▸ Problem to solve: Where the word "validation" appears in a line below, copy the whole line.

● ● ●

PR #850, opened 2021-02-08
fix(spooler): poison pill protection

awszztt:
**Issue #, if available:**
Currently, the MqttClient.publish would complete the future immediately if the message has been added to the spooler and does not provide the information whether the messages have been really published out. 

**Description of changes:**
1. Check whether the publish request is valid 
2. Set the maximum retried limit to the message published and make this setting configurable

**Checklist:**

### DIFF
--- a/src/main/java/com/aws/greengrass/mqttclient/MqttClient.java
+++ b/src/main/java/com/aws/greengrass/mqttclient/MqttClient.java
@@ -11,6 +11,7 @@ import com.aws.greengrass.deployment.DeviceConfiguration;
 import com.aws.greengrass.logging.api.Logger;
 import com.aws.greengrass.logging.impl.LogManager;
 import com.aws.greengrass.mqttclient.spool.Spool;
+import com.aws.greengrass.mqttclient.spool.SpoolMessage;
 import com.aws.greengrass.mqttclient.spool.SpoolerStoreException;
 import com.aws.greengrass.util.Coerce;
 import com.aws.greengrass.util.LockScope;
@@ -32,6 +33,7 @@ import software.amazon.awssdk.crt.mqtt.MqttMessage;
 import software.amazon.awssdk.iot.AwsIotMqttConnectionBuilder;
 
 import java.io.Closeable;
+import java.nio.charset.StandardCharsets;
 import java.time.Duration;
 import java.util.ArrayList;
 import java.util.List;
@@ -56,6 +58,7 @@ import java.util.concurrent.locks.ReadWriteLock;
 import java.util.concurrent.locks.ReentrantReadWriteLock;
 import java.util.function.Consumer;
 import java.util.function.Function;
+import java.util.regex.Pattern;
 import java.util.stream.Collectors;
 import javax.inject.Inject;
 
@@ -68,6 +71,7 @@ import static com.aws.greengrass.deployment.DeviceConfiguration.DEVICE_PARAM_ROO
 import static com.aws.greengrass.deployment.DeviceConfiguration.DEVICE_PARAM_THING_NAME;
 import static com.aws.greengrass.mqttclient.AwsIotMqttClient.TOPIC_KEY;
 
+@SuppressWarnings({"PMD.AvoidDuplicateLiterals"})
 public class MqttClient implements Closeable {
     private static final Logger logger = LogManager.getLogger(MqttClient.class);
     private static final String MQTT_KEEP_ALIVE_TIMEOUT_KEY = "keepAliveTimeoutMs";
@@ -83,10 +87,20 @@ public class MqttClient implements Closeable {
     static final String MQTT_OPERATION_TIMEOUT_KEY = "operationTimeoutMs";
     static final int DEFAULT_MQTT_OPERATION_TIMEOUT = (int) Duration.ofSeconds(30).toMillis();
     static final String MQTT_MAX_IN_FLIGHT_PUBLISHES_KEY = "maxInFlightPublishes";
-    static final int DEFAULT_MAX_IN_FLIGHT_PUBLISHES = 1;
+    static final int DEFAULT_MAX_IN_FLIGHT_PUBLISHES = 5;
     public static final int MAX_SUBSCRIPTIONS_PER_CONNECTION = 50;
     public static final String CLIENT_ID_KEY = "clientId";
     public static final int EVENTLOOP_SHUTDOWN_TIMEOUT_SECONDS = 2;
+    static final String MQTT_MAX_OF_MESSAGE_SIZE_IN_BYTES_KEY = "maxMessageSizeInBytes";
+    static final String MQTT_MAX_OF_PUBLISH_RETRY_COUNT_KEY = "maxPublishRetry";
+    static final int DEFAULT_MQTT_MAX_OF_PUBLISH_RETRY_COUNT = 100;
+    // http://docs.oasis-open.org/mqtt/mqtt/v3.1.1/os/mqtt-v3.1.1-os.html#_Toc398718023
+    static final int MQTT_MAX_LIMIT_OF_MESSAGE_SIZE_IN_BYTES = 256 * 1024 * 1024; // 256 MB
+    // https://docs.aws.amazon.com/general/latest/gr/iot-core.html#limits_iot
+    static final int DEFAULT_MQTT_MAX_OF_MESSAGE_SIZE_IN_BYTES = 128 * 1024; // 128 kB
+    static final int MAX_NUMBER_OF_FORWARD_SLASHES = 7;
+    static final int MAX_LENGTH_OF_TOPIC = 256;
+    static final int IOT_MAX_LIMIT_IN_FLIGHT_OF_QOS1_PUBLISHES = 100;
 
     // Use read lock for MQTT operations and write lock when changing the MQTT connection
     private final ReadWriteLock connectionLock = new ReentrantReadWriteLock(true);
@@ -109,7 +123,9 @@ public class MqttClient implements Closeable {
     private final Spool spool;
     private final ExecutorService executorService;
     private final AtomicReference<Future<?>> spoolingFuture = new AtomicReference<>();
-    private final int maxInFlightPublishes = DEFAULT_MAX_IN_FLIGHT_PUBLISHES;
+    private int maxInFlightPublishes;
+    private int maxPublishRetryCount;
+    private int maxPublishMessageSize;
 
     @Getter(AccessLevel.PROTECTED)
     private final MqttClientConnectionEvents callbacks = new MqttClientConnectionEvents() {
@@ -204,6 +220,7 @@ public class MqttClient implements Closeable {
 
         mqttTopics = this.deviceConfiguration.getMQTTNamespace();
         this.builderProvider = builderProvider;
+        validateAndSetMqttPublishConfiguration();
 
         eventLoopGroup = new EventLoopGroup(Coerce.toInt(mqttTopics.findOrDefault(1, MQTT_THREAD_POOL_SIZE_KEY)));
         hostResolver = new HostResolver(eventLoopGroup);
@@ -237,6 +254,10 @@ public class MqttClient implements Closeable {
                         .childOf(DEVICE_PARAM_CERTIFICATE_FILE_PATH) || node.childOf(DEVICE_PARAM_ROOT_CA_PATH) || node
                         .childOf(DEVICE_PARAM_AWS_REGION))) {
                     return;
+                }
+
+                if (node.childOf(DEVICE_MQTT_NAMESPACE)) {
+                    validateAndSetMqttPublishConfiguration();
                 }
 
                 // Only reconnect when the region changed if the proxy exists
@@ -293,6 +314,39 @@ public class MqttClient implements Closeable {
         this.mqttOnline.set(mqttOnline);
         this.builderProvider = builderProvider;
         this.executorService = executorService;
+        validateAndSetMqttPublishConfiguration();
+    }
+
+    private void validateAndSetMqttPublishConfiguration() {
+        maxInFlightPublishes = Coerce.toInt(mqttTopics
+                .findOrDefault(DEFAULT_MAX_IN_FLIGHT_PUBLISHES,
+                        MQTT_MAX_IN_FLIGHT_PUBLISHES_KEY));
+        if (maxInFlightPublishes > IOT_MAX_LIMIT_IN_FLIGHT_OF_QOS1_PUBLISHES) {
+            logger.atWarn()
+                    .kv(MQTT_MAX_IN_FLIGHT_PUBLISHES_KEY, maxInFlightPublishes)
+                    .kv("Max acceptable configuration", IOT_MAX_LIMIT_IN_FLIGHT_OF_QOS1_PUBLISHES)
+                    .log(String.format("The configuration of %s may hit the AWS IoT Core restricting number of "
+                                    + "unacknowledged QoS=1 publish requests per client. "
+                                    + "Will change to the maximum allowed setting: %d",
+                            MQTT_MAX_IN_FLIGHT_PUBLISHES_KEY, IOT_MAX_LIMIT_IN_FLIGHT_OF_QOS1_PUBLISHES));
+
+            maxInFlightPublishes = IOT_MAX_LIMIT_IN_FLIGHT_OF_QOS1_PUBLISHES;
+        }
+
+        maxPublishMessageSize = Coerce.toInt(mqttTopics.findOrDefault(DEFAULT_MQTT_MAX_OF_MESSAGE_SIZE_IN_BYTES,
+                MQTT_MAX_OF_MESSAGE_SIZE_IN_BYTES_KEY));
+        if (maxPublishMessageSize > MQTT_MAX_LIMIT_OF_MESSAGE_SIZE_IN_BYTES) {
+            logger.atWarn()
+                    .kv(MQTT_MAX_OF_MESSAGE_SIZE_IN_BYTES_KEY, maxPublishMessageSize)
+                    .kv("Max acceptable configuration", MQTT_MAX_LIMIT_OF_MESSAGE_SIZE_IN_BYTES)
+                    .log(String.format("The configuration of %s exceeds the max limit and will change to "
+                                    + "the maximum allowed setting: %d bytes", MQTT_MAX_OF_MESSAGE_SIZE_IN_BYTES_KEY,
+                            MQTT_MAX_LIMIT_OF_MESSAGE_SIZE_IN_BYTES));
+            maxPublishMessageSize = MQTT_MAX_LIMIT_OF_MESSAGE_SIZE_IN_BYTES;
+        }
+
+        maxPublishRetryCount =  Coerce.toInt(mqttTopics.findOrDefault(DEFAULT_MQTT_MAX_OF_PUBLISH_RETRY_COUNT,
+                MQTT_MAX_OF_PUBLISH_RETRY_COUNT_KEY));
     }
 
     /**
@@ -434,6 +488,14 @@ public class MqttClient implements Closeable {
             return future;
         }
 
+        try {
+            isValidPublishRequest(request);
+        } catch (SpoolerStoreException e) {
+            logger.atError().kv("topic", request.getTopic()).log("Invalid publish request: {}", e.getMessage());
+            future.completeExceptionally(e);
+            return future;
+        }
+
         boolean willDropTheRequest = !mqttOnline.get() && request.getQos().getValue() == 0 && !spool.getSpoolConfig()
                 .isKeepQos0WhenOffline();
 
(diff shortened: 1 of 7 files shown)


src/integrationtests/java/com/aws/greengrass/integrationtests/e2e/mqttclient/MqttTest.java
```diff
@@ -59,12 +61,16 @@ void GIVEN_mqttclient_WHEN_subscribe_and_publish_THEN_receives_all_messages()
...
+            assertEquals(id, ++lastMessageId);
         }).build());
 
         for (int i = 0; i < NUM_MESSAGES; i++) {
-            client.publish(PublishRequest.builder().topic("A/B/C").payload("What's up".getBytes(StandardCharsets.UTF_8))
+            String id = String.valueOf(i);
+            Integer res = client.publish(PublishRequest.builder().topic("A/B/C").payload(id.getBytes(StandardCharsets.UTF_8))
                     .build()).get(5, TimeUnit.SECONDS);
             logger.atInfo().kv("total", i + 1).log("Added 1 message to spooler.");
+            assertEquals(0, res);
```
MikeDombo, line 73: I wouldn't assert on this as we do not control its value.

src/main/java/com/aws/greengrass/mqttclient/MqttClient.java
```diff
@@ -83,10 +85,15 @@
...
     static final String MQTT_MAX_IN_FLIGHT_PUBLISHES_KEY = "maxInFlightPublishes";
-    static final int DEFAULT_MAX_IN_FLIGHT_PUBLISHES = 1;
+    static final int DEFAULT_MAX_IN_FLIGHT_PUBLISHES = 5;
     public static final int MAX_SUBSCRIPTIONS_PER_CONNECTION = 50;
     public static final String CLIENT_ID_KEY = "clientId";
     public static final int EVENTLOOP_SHUTDOWN_TIMEOUT_SECONDS = 2;
+    static final int DEFAULT_PUBLISH_RETRIED_COUNTER = 100;
+    // http://www.steves-internet-guide.com/mqtt-broker-message-restrictions/#:~:text=The%20MQTT%20protocol%20allows%20messages,especially%20public%20brokers%2C%20will%20restrict.
+    static final int MAXIMUM_SIZE_OF_MQTT_MESSAGE_SIZE = 268_435_455;
+    // https://docs.aws.amazon.com/general/latest/gr/greengrass.html
```
MikeDombo, line 95: why link to greengrass? This is a IoT Core restriction right?

src/main/java/com/aws/greengrass/mqttclient/MqttClient.java
```diff
@@ -83,10 +85,15 @@
     static final String MQTT_OPERATION_TIMEOUT_KEY = "operationTimeoutMs";
     static final int DEFAULT_MQTT_OPERATION_TIMEOUT = (int) Duration.ofSeconds(30).toMillis();
     static final String MQTT_MAX_IN_FLIGHT_PUBLISHES_KEY = "maxInFlightPublishes";
-    static final int DEFAULT_MAX_IN_FLIGHT_PUBLISHES = 1;
+    static final int DEFAULT_MAX_IN_FLIGHT_PUBLISHES = 5;
     public static final int MAX_SUBSCRIPTIONS_PER_CONNECTION = 50;
     public static final String CLIENT_ID_KEY = "clientId";
     public static final int EVENTLOOP_SHUTDOWN_TIMEOUT_SECONDS = 2;
+    static final int DEFAULT_PUBLISH_RETRIED_COUNTER = 100;
+    // http://www.steves-internet-guide.com/mqtt-broker-message-restrictions/#:~:text=The%20MQTT%20protocol%20allows%20messages,especially%20public%20brokers%2C%20will%20restrict.
```
MikeDombo, line 93: Link to the actual specification. http://docs.oasis-open.org/mqtt/mqtt/v3.1.1/os/mqtt-v3.1.1-os.html#_Toc398718023

src/main/java/com/aws/greengrass/mqttclient/MqttClient.java
```diff
@@ -239,6 +249,11 @@ protected MqttClient(DeviceConfiguration deviceConfiguration,
                     return;
                 }
 
+                if (node.childOf(DEVICE_MQTT_NAMESPACE)) {
+                    maxInFlightPublishes = Coerce.toInt(mqttTopics.lookup(MQTT_MAX_IN_FLIGHT_PUBLISHES_KEY));
+                    logger.atInfo().kv("value", maxInFlightPublishes).log("updating maxInFlightPublishes");
```
MikeDombo, line 254: this will unnecessarily log because you aren't checking that anything changed. I would not bother logging this.

src/main/java/com/aws/greengrass/mqttclient/MqttClient.java
```diff
@@ -239,6 +249,11 @@ protected MqttClient(DeviceConfiguration deviceConfiguration,
                     return;
                 }
 
+                if (node.childOf(DEVICE_MQTT_NAMESPACE)) {
+                    maxInFlightPublishes = Coerce.toInt(mqttTopics.lookup(MQTT_MAX_IN_FLIGHT_PUBLISHES_KEY));
```
MikeDombo, line 253: Use findOrDefault again, this might be null.

src/main/java/com/aws/greengrass/mqttclient/MqttClient.java
```diff
@@ -432,6 +447,15 @@ public synchronized void unsubscribe(UnsubscribeRequest request)
             return future;
         }
 
+        try {
+            isValidPublishRequest(request);
+        } catch (SpoolerStoreException e) {
+            logger.atDebug().kv("topic", request.getTopic())
```
MikeDombo, line 453: provide a clear log message such as `invalid publish request: {}` and then interpolate the error message there.

src/main/java/com/aws/greengrass/mqttclient/MqttClient.java
```diff
@@ -442,37 +466,72 @@ public synchronized void unsubscribe(UnsubscribeRequest request)
...
+        }
+
+        // Topic should not contain wildcard characters
+        String topic = request.getTopic();
+        if (topic.contains("#") || topic.contains("+")) {
+            throw new SpoolerStoreException("The topic of publish request should not contain wildcard characters.");
+        }
+
+        // Topic should not have no more than maximum number of forward slashes (/)
+        if (topic.chars().filter(num -> num == '/').count() > MAXIMUM_NUMBER_OF_FORWARD_SLASHES) {
```
MikeDombo, line 496:
```
A topic in a publish or subscribe request can have no more than 7 forward slashes (/). This excludes the first 3 slashes in the mandatory segments for Basic Ingest topics ($AWS/rules/rule-name/).
```

We probably want to set our maximum to 10 in that case, or check for the reserved topic.

src/main/java/com/aws/greengrass/mqttclient/MqttClient.java
```diff
@@ -442,37 +466,72 @@ public synchronized void unsubscribe(UnsubscribeRequest request)
...
+            throw new SpoolerStoreException(String.format("The topic of publish request should not contain "
```
MikeDombo, line 497: "The topic of publish requests must not have more than %d forward slashes."

src/main/java/com/aws/greengrass/mqttclient/MqttClient.java
```diff
@@ -442,37 +466,72 @@ public synchronized void unsubscribe(UnsubscribeRequest request)
...
+            SpoolMessage spooledMessage = spool.getMessageById(id);
+            PublishRequest request = spooledMessage.getRequest();
             MqttMessage m = new MqttMessage(request.getTopic(), request.getPayload());
 
             long finalId = id;
             return getConnection(false).publish(m, request.getQos(), request.isRetain())
                     .whenComplete((packetId, throwable) -> {
                         // packetId is the SDK assigned ID. Ignore this and instead use the spooler ID
                         if (throwable == null) {
+                            spooledMessage.getFuture().complete(0);
```
MikeDombo, line 517: complete it with the correct value, why not. `.complete(packetId)`

src/main/java/com/aws/greengrass/mqttclient/MqttClient.java
```diff
@@ -442,37 +466,72 @@ public synchronized void unsubscribe(UnsubscribeRequest request)
...
                             spool.removeMessageById(finalId);
                             logger.atDebug().kv("id", finalId).kv("topic", request.getTopic())
                                     .log("Successfully published message");
                         } else {
-                            spool.addId(finalId);
-                            logger.atError().log("Failed to publish the message via Spooler and will retry",
-                                    throwable);
+                            if (!mqttOnline.get() || spooledMessage.getRetried().get()
```
MikeDombo, line 522: the online check seems to not be useful since IoT Core drops us for most of the bad packet types. And in cases where sending a message doesn't cause us to drop, then we don't want to hold that against the message.

src/main/java/com/aws/greengrass/mqttclient/MqttClient.java
fengwa-aws: Probably should log this as an error.

src/main/java/com/aws/greengrass/mqttclient/MqttClient.java
```diff
@@ -442,37 +470,90 @@ public synchronized void unsubscribe(UnsubscribeRequest request)
...
+        int messageSize = request.getPayload().length;
+        if (messageSize > MAXIMUM_SIZE_OF_MQTT_MESSAGE_SIZE) {
+            throw new SpoolerStoreException(String.format("The message size exceeds the maximum size of %d ",
+                    MAXIMUM_SIZE_OF_MQTT_MESSAGE_SIZE));
+        }
+
+        // Topic should not contain wildcard characters
+        String topic = request.getTopic();
+        if (topic.contains("#") || topic.contains("+")) {
+            throw new SpoolerStoreException("The topic of publish request should not contain wildcard characters.");
```
fengwa-aws, line 496: What wildcard character? The exception message should include the wrong input.

src/main/java/com/aws/greengrass/mqttclient/MqttClient.java
```diff
@@ -442,37 +470,90 @@ public synchronized void unsubscribe(UnsubscribeRequest request)
...
+
+        if (topic.getBytes(StandardCharsets.UTF_8).length > DEFAULT_MAXIMUM_LENGTH_OF_TOPIC) {
+            logger.atInfo().kv("topic", topic).log("new topic - for size");
+            String errMsg = String.format("The topic size of publish request must be no "
+                            + "larger than {} bytes of UTF-8 encoded characters. This excludes the first "
+                            + "3 mandatory segments for Basic Ingest topics ($AWS/rules/rule-name/).",
+                    DEFAULT_MAXIMUM_LENGTH_OF_TOPIC);
+            throw new SpoolerStoreException(errMsg);
+        }
+        return true;
```
fengwa-aws, line 522: This value is never used. You can update the method to return "void".

src/integrationtests/java/com/aws/greengrass/integrationtests/e2e/mqttclient/MqttTest.java
```diff
@@ -59,10 +61,13 @@ void GIVEN_mqttclient_WHEN_subscribe_and_publish_THEN_receives_all_messages()
         client.subscribe(SubscribeRequest.builder().topic("A/B/C").callback((m) -> {
             cdl.countDown();
             logger.atInfo().kv("remaining", cdl.getCount()).log("Received 1 message from cloud.");
+            Integer id = Integer.parseInt(new String(m.getPayload(), StandardCharsets.UTF_8));
+            assertEquals(id, ++lastMessageId);
```
MikeDombo, line 65: lastMessageId should be an AtomicInteger, otherwise this method can have multi threading problems.

src/main/java/com/aws/greengrass/mqttclient/MqttClient.java
```diff
@@ -442,37 +470,92 @@ public synchronized void unsubscribe(UnsubscribeRequest request)
...
+
+        // Topic should not contain wildcard characters
+        String topic = request.getTopic();
+        if (topic.contains("#") || topic.contains("+")) {
+            throw new SpoolerStoreException("The topic of publish request should not contain wildcard "
+                    + "characters of '#' or '+'");
+        }
+
+        String reservedTopicTemplate = "^\\$AWS/rules/\\S+/\\S+";
+        String prefixOfReservedTopic = "^\\$AWS/rules/\\S+?/";
```
MikeDombo, line 501: I'm pretty sure that `$aws` is case insensitive

src/main/java/com/aws/greengrass/mqttclient/MqttClient.java
```diff
@@ -442,37 +470,92 @@ public synchronized void unsubscribe(UnsubscribeRequest request)
...
+        if (Pattern.matches(reservedTopicTemplate, topic)) {
+            // remove the prefix of "$AWS/rules/rule-name/"
+            topic = topic.split(prefixOfReservedTopic, 2)[1];
+        }
+
+        // Topic should not have no more than maximum number of forward slashes (/)
+        if (topic.chars().filter(num -> num == '/').count() > DEFAULT_MAXIMUM_NUMBER_OF_FORWARD_SLASHES) {
+            logger.atInfo().kv("topic", topic).log("new topic - for /");
```
MikeDombo, line 509: this log seems really really weird. What are you trying to tell the user with this?

src/main/java/com/aws/greengrass/mqttclient/MqttClient.java
```diff
@@ -442,37 +470,92 @@ public synchronized void unsubscribe(UnsubscribeRequest request)
...
+            String errMsg = String.format("The topic of publish request must have no"
+                    + "more than %d forward slashes (/). This excludes the first 3 slashes in the mandatory segments "
+                    + "for Basic Ingest topics ($AWS/rules/rule-name/).", DEFAULT_MAXIMUM_NUMBER_OF_FORWARD_SLASHES);
+            throw new SpoolerStoreException(errMsg);
+        }
+
+        // Check the topic size
+        if (topic.getBytes(StandardCharsets.UTF_8).length > DEFAULT_MAXIMUM_LENGTH_OF_TOPIC) {
+            logger.atInfo().kv("topic", topic).log("new topic - for size");
```
MikeDombo, line 518: same here

src/main/java/com/aws/greengrass/mqttclient/MqttClient.java
```diff
@@ -442,37 +470,92 @@ public synchronized void unsubscribe(UnsubscribeRequest request)
...
                         if (throwable == null) {
+                            spooledMessage.getFuture().complete(packetId);
                             spool.removeMessageById(finalId);
                             logger.atDebug().kv("id", finalId).kv("topic", request.getTopic())
                                     .log("Successfully published message");
                         } else {
-                            spool.addId(finalId);
-                            logger.atError().log("Failed to publish the message via Spooler and will retry",
-                                    throwable);
+                            if (spooledMessage.getRetried().get()
```
MikeDombo, line 546: Just use `getAndIncrement()` right here so that it is automatically incremented and you don't need to do it on L551

fengwa-aws (commented):
Given that we change the behavior of publish, we should verify whether we need to change the client code that calls the publish method.

src/integrationtests/java/com/aws/greengrass/integrationtests/e2e/mqttclient/MqttTest.java
awszztt: I am planing the second message is sent out after the first QOS 1 message has been successfully published and should not have any race here. If it exist, that would be the problem of the future from publish method.

src/main/java/com/aws/greengrass/mqttclient/MqttClient.java
awszztt: Yes, I will update this.

src/main/java/com/aws/greengrass/mqttclient/MqttClient.java
awszztt: Sorry, it is for testing. I will remove it here.

src/main/java/com/aws/greengrass/mqttclient/MqttClient.java
awszztt: Same one as here.

src/main/java/com/aws/greengrass/mqttclient/MqttClient.java
```diff
@@ -239,6 +252,11 @@ protected MqttClient(DeviceConfiguration deviceConfiguration,
                     return;
                 }
 
+                if (node.childOf(DEVICE_MQTT_NAMESPACE)) {
+                    maxInFlightPublishes = Coerce.toInt(mqttTopics.findOrDefault(DEFAULT_MAX_IN_FLIGHT_PUBLISHES,
+                                    MQTT_MAX_IN_FLIGHT_PUBLISHES_KEY));
```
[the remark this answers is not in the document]
awszztt: Have update the validation for this configuration.

src/main/java/com/aws/greengrass/mqttclient/MqttClient.java
```diff
@@ -442,37 +485,90 @@ public synchronized void unsubscribe(UnsubscribeRequest request)
...
     }
 
     @SuppressWarnings({"PMD.AvoidCatchingThrowable", "PMD.PreserveStackTrace"})
     protected CompletableFuture<Integer> publishSingleSpoolerMessage() throws InterruptedException {
         long id = -1L;
         try {
             id = spool.popId();
-            PublishRequest request = spool.getMessageById(id);
+            SpoolMessage spooledMessage = spool.getMessageById(id);
+            PublishRequest request = spooledMessage.getRequest();
```
MikeDombo, line 546: Let's check that the future isn't done yet at this point. This way our client can cancel the future and then we won't send it (if it hasn't been sent already of course).

src/main/java/com/aws/greengrass/mqttclient/MqttClient.java
```diff
@@ -83,10 +87,17 @@
...
     static final int DEFAULT_MQTT_OPERATION_TIMEOUT = (int) Duration.ofSeconds(30).toMillis();
     static final String MQTT_MAX_IN_FLIGHT_PUBLISHES_KEY = "maxInFlightPublishes";
-    static final int DEFAULT_MAX_IN_FLIGHT_PUBLISHES = 1;
+    static final int DEFAULT_MAX_IN_FLIGHT_PUBLISHES = 5;
     public static final int MAX_SUBSCRIPTIONS_PER_CONNECTION = 50;
     public static final String CLIENT_ID_KEY = "clientId";
     public static final int EVENTLOOP_SHUTDOWN_TIMEOUT_SECONDS = 2;
+    static final int DEFAULT_PUBLISH_RETRIED_COUNTER = 100;
+    // http://docs.oasis-open.org/mqtt/mqtt/v3.1.1/os/mqtt-v3.1.1-os.html#_Toc398718023
+    static final int MAXIMUM_SIZE_OF_MQTT_MESSAGE_SIZE = 268_435_455;
```
jbutler, line 96: https://docs.aws.amazon.com/general/latest/gr/iot-core.html#message-broker-limits

IoT max message size is 128kb

src/main/java/com/aws/greengrass/mqttclient/MqttClient.java
```diff
@@ -442,37 +485,89 @@ public synchronized void unsubscribe(UnsubscribeRequest request)
...
+                            spooledMessage.getFuture().complete(packetId);
                             spool.removeMessageById(finalId);
                             logger.atDebug().kv("id", finalId).kv("topic", request.getTopic())
                                     .log("Successfully published message");
                         } else {
-                            spool.addId(finalId);
-                            logger.atError().log("Failed to publish the message via Spooler and will retry",
-                                    throwable);
+                            if (spooledMessage.getRetried().getAndIncrement()
+                                    < DEFAULT_PUBLISH_RETRIED_COUNTER) {
```
jbutler, line 560: I'm not sure how best to handle this. I see the desire to have a way to recover if our message validation isn't good enough, but this also opens up the door to drop QoS 1 messages.

IMO we cannot drop QoS 1 messages. The customer is ultimately in control of the data that they send, and if they have a poison pill, they're doing it to themselves. I don't think we should drop data here, personally.

src/main/java/com/aws/greengrass/mqttclient/MqttClient.java
awszztt: I think the max message size limit is about to increase. @MikeDombo Or it is better to set this to the current limit 128 kB for now?

src/main/java/com/aws/greengrass/mqttclient/MqttClient.java
awszztt: If the Spooler queue is full, we would reject the insertion and leave the Error the message for the customer. Just wondering may be it is fine to leave some Error message and leave the space for the customer to handle this.

src/main/java/com/aws/greengrass/mqttclient/MqttClient.java
MikeDombo: I'm reticent to put in that limit given that IoT Core may change it. Need to talk offline.

src/main/java/com/aws/greengrass/mqttclient/MqttClient.java
fengwa-aws: The challenge is, there is only one queue in the spooler and all the components share the queue. If the queue is blocked, it impacts the whole Greengrass core.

● ● ●

▸ Result of the task:
awszztt: Have update the validation for this configuration.
jbutler, line 560: I'm not sure how best to handle this. I see the desire to have a way to recover if our message validation isn't good enough, but this also opens up the door to drop QoS 1 messages.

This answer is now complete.